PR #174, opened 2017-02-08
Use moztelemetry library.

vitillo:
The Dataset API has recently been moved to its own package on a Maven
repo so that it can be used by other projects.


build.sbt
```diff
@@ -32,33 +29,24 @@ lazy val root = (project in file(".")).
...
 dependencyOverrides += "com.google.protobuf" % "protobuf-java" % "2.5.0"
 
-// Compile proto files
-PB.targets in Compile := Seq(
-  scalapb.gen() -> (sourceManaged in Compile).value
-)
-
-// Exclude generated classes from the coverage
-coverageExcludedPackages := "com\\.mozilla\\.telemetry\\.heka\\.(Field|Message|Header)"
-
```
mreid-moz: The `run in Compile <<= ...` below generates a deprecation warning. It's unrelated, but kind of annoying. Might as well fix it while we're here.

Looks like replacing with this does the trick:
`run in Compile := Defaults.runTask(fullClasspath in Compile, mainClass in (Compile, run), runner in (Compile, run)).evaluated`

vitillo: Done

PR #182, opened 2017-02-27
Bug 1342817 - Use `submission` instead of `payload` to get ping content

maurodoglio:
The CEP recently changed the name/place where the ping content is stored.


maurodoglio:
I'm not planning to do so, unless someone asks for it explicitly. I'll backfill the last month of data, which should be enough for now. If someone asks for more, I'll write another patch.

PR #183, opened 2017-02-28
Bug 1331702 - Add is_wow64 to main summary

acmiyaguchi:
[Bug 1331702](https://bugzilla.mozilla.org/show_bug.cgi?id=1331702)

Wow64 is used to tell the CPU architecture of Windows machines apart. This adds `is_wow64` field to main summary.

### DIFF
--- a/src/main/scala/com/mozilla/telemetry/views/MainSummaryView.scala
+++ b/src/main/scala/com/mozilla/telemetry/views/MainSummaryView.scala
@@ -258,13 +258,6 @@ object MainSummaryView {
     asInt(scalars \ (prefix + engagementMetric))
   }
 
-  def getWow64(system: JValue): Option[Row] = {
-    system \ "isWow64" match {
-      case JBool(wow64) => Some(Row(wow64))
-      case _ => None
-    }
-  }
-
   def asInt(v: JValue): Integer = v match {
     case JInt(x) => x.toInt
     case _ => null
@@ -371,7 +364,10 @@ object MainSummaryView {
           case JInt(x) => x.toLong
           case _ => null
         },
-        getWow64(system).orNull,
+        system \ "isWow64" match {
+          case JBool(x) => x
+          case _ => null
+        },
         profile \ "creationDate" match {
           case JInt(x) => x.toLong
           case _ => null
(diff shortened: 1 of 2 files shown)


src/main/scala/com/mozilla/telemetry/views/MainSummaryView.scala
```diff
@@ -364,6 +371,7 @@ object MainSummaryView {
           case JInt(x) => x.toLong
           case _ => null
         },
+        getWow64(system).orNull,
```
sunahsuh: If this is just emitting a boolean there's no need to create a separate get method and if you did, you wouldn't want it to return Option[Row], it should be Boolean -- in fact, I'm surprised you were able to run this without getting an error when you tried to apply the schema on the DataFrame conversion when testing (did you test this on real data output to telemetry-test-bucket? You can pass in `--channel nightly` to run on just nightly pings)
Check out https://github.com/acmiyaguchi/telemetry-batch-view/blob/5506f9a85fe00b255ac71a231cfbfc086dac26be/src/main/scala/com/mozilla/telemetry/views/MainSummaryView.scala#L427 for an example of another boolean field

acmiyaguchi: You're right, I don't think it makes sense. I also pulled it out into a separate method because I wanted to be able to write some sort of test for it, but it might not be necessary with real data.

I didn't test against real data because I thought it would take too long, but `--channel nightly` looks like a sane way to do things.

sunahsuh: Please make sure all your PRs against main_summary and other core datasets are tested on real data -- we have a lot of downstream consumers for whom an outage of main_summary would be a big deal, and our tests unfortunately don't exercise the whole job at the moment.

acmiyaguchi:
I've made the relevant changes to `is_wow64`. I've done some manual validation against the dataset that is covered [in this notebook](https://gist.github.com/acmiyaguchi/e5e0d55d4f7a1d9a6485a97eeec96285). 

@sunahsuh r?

PROBLEM TO WORK ON —
Search the records for the string "Option" and, wherever a line contains it, please copy that line.

ANSWER BOX —
-  def getWow64(system: JValue): Option[Row] = {
sunahsuh: If this is just emitting a boolean there's no need to create a separate get method and if you did, you wouldn't want it to return Option[Row], it should be Boolean -- in fact, I'm surprised you were able to run this without getting an error when you tried to apply the schema on the DataFrame conversion when testing (did you test this on real data output to telemetry-test-bucket? You can pass in `--channel nightly` to run on just nightly pings)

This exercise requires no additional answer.